SOURCE RECORDS Start Marker

PR #859, opened 2023-11-02
update server browser sources

namtsui:
run update_sources.bat, move to https and add --no-if-modified-since

server files haven't been updated since they were added, so I ran the update script. --no-if-modified-since helps wget replace the existing files.

@vikpe's https://raw.githubusercontent.com/vikpe/qw-data/main/hubapi/servers_mvdsv_europe.txt and @ciscon's https://nicotinelounge.com/servers.txt could be good sources of servers for future consideration, but for now just use quakeservers.net.


vikpe:
fyi: added https://raw.githubusercontent.com/vikpe/qw-data/main/hubapi/servers_mvdsv_north_america.txt

PR #886, opened 2024-01-13
Allow server browser scrolling when serverinfo open

pkova:
It's annoying that you have to esc out before using the arrow keys / mouse wheel when you browse servers to check who is online. This PR allows you to keep the serverinfo window open when scrolling up or down. Note that the old behavior for scrolling up / down in the individual serverinfo tabs is preserved with ctrl+arrow etc. 

We do lose the old ctrl+arrow behavior where you could go to the end of the server list by doing ctrl+downarrow, but I think it's such a rare use case that it's fine.

### DIFF
--- a/src/EX_browser.c
+++ b/src/EX_browser.c
@@ -2201,46 +2201,6 @@ void Serverinfo_Key(int key)
 		case K_BACKSPACE:
 			Serverinfo_Stop();
 			break;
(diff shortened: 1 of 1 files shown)


tcsabina:
Hi @pkova,

Thanks for the contribution!

PR #890, opened 2024-01-26
Add user defined onchange callbacks for variables.

MeMcCree:
Callbacks are added by using cvar_set_onchangealias command (cvar_set_onchangealias <cvar> <alias>).


tcsabina:
Hi @MeMcCree,

What should be the use-case for such thing?

MeMcCree:
For example mod can set variables on client. For example grenades in tf, on changes in grenade count edit hud elements to match grenades.

PR #891, opened 2024-01-31
FS: Remove last traces of iscompressed in vfs_zip.

### LINKED ISSUE #885: BUG: ezquake hangs on loading gpl maps in gpl maps pk3
Client hangs when loading a gpl map from the pk3, if you explode them everything is fine.  This problem was introduced with the api16 commit:

commit fbcf8a89f57da1902021cfb8a43dd109e9ccfdb7 (HEAD)
Author: @qqshka <ibolsunov@wallarm.com>
Date:   Sun Oct 22 05:21:18 2023 +0400

    SERVER: add support for API16 so we could run latest KTX
    
    Seems like there is some issues, minor testing was done under MacOS,
    had to compile without optimizations since it crashed with optimizations,
    unfortunatelly it doesn't crash without optimizations so was not able to debug it.
    
    Also need to revisit cmodel.c since during "merge" it lost recent sanity checks validations.

dsvensson:
Most of the uses had already been removed, but remained in the case of a seek. As cmodel now uses seeks during checksum, this uncovered the last use case.

As iscompressed wasn't set, the vfsz->defer remained NULL, and thus reading of pk3 content after a seek failed.

The origin of this file is FTE, ideally a newer version is imported but the rest of the FTE VFS guts has evolved since last import.

fixes #885

### DIFF
--- a/src/vfs_zip.c
+++ b/src/vfs_zip.c
@@ -138,7 +138,6 @@ typedef struct {
 
 	//in case we're forced away.
 	zipfile_t *parent;
-	qbool iscompressed;
 	int pos;
 	int length;	//try and optimise some things
 	int index;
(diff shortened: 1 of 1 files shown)


dsvensson:
Does not fix the issue on unfortunately. Not sure what I was thinking. It no longer exhibits the issue with msvc, but broken with mingw and clang on Windows at least.

ciscon:
fixed it all for me at least, no more breaks or warnings.

BLooD-DoG:
same for me, fixed all the warnings on e1m2 map load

SOURCE RECORDS End Marker

## ASSIGNMENT
The material must be duplicated in full, with each line kept exact.

## RESPONSE AREA
PR #859, opened 2023-11-02
update server browser sources

namtsui:
run update_sources.bat, move to https and add --no-if-modified-since

server files haven't been updated since they were added, so I ran the update script. --no-if-modified-since helps wget replace the existing files.

@vikpe's https://raw.githubusercontent.com/vikpe/qw-data/main/hubapi/servers_mvdsv_europe.txt and @ciscon's https://nicotinelounge.com/servers.txt could be good sources of servers for future consideration, but for now just use quakeservers.net.


vikpe:
fyi: added https://raw.githubusercontent.com/vikpe/qw-data/main/hubapi/servers_mvdsv_north_america.txt

PR #886, opened 2024-01-13
Allow server browser scrolling when serverinfo open

pkova:
It's annoying that you have to esc out before using the arrow keys / mouse wheel when you browse servers to check who is online. This PR allows you to keep the serverinfo window open when scrolling up or down. Note that the old behavior for scrolling up / down in the individual serverinfo tabs is preserved with ctrl+arrow etc. 

We do lose the old ctrl+arrow behavior where you could go to the end of the server list by doing ctrl+downarrow, but I think it's such a rare use case that it's fine.

### DIFF
--- a/src/EX_browser.c
+++ b/src/EX_browser.c
@@ -2201,46 +2201,6 @@ void Serverinfo_Key(int key)
 		case K_BACKSPACE:
 			Serverinfo_Stop();
 			break;
(diff shortened: 1 of 1 files shown)


tcsabina:
Hi @pkova,

Thanks for the contribution!

PR #890, opened 2024-01-26
Add user defined onchange callbacks for variables.

MeMcCree:
Callbacks are added by using cvar_set_onchangealias command (cvar_set_onchangealias <cvar> <alias>).


tcsabina:
Hi @MeMcCree,

What should be the use-case for such thing?

MeMcCree:
For example mod can set variables on client. For example grenades in tf, on changes in grenade count edit hud elements to match grenades.

PR #891, opened 2024-01-31
FS: Remove last traces of iscompressed in vfs_zip.

### LINKED ISSUE #885: BUG: ezquake hangs on loading gpl maps in gpl maps pk3
Client hangs when loading a gpl map from the pk3, if you explode them everything is fine.  This problem was introduced with the api16 commit:

commit fbcf8a89f57da1902021cfb8a43dd109e9ccfdb7 (HEAD)
Author: @qqshka <ibolsunov@wallarm.com>
Date:   Sun Oct 22 05:21:18 2023 +0400

    SERVER: add support for API16 so we could run latest KTX
    
    Seems like there is some issues, minor testing was done under MacOS,
    had to compile without optimizations since it crashed with optimizations,
    unfortunatelly it doesn't crash without optimizations so was not able to debug it.
    
    Also need to revisit cmodel.c since during "merge" it lost recent sanity checks validations.

dsvensson:
Most of the uses had already been removed, but remained in the case of a seek. As cmodel now uses seeks during checksum, this uncovered the last use case.

As iscompressed wasn't set, the vfsz->defer remained NULL, and thus reading of pk3 content after a seek failed.

The origin of this file is FTE, ideally a newer version is imported but the rest of the FTE VFS guts has evolved since last import.

fixes #885

### DIFF
--- a/src/vfs_zip.c
+++ b/src/vfs_zip.c
@@ -138,7 +138,6 @@ typedef struct {
 
 	//in case we're forced away.
 	zipfile_t *parent;
-	qbool iscompressed;
 	int pos;
 	int length;	//try and optimise some things
 	int index;
(diff shortened: 1 of 1 files shown)


dsvensson:
Does not fix the issue on unfortunately. Not sure what I was thinking. It no longer exhibits the issue with msvc, but broken with mingw and clang on Windows at least.

ciscon:
fixed it all for me at least, no more breaks or warnings.

BLooD-DoG:
same for me, fixed all the warnings on e1m2 map load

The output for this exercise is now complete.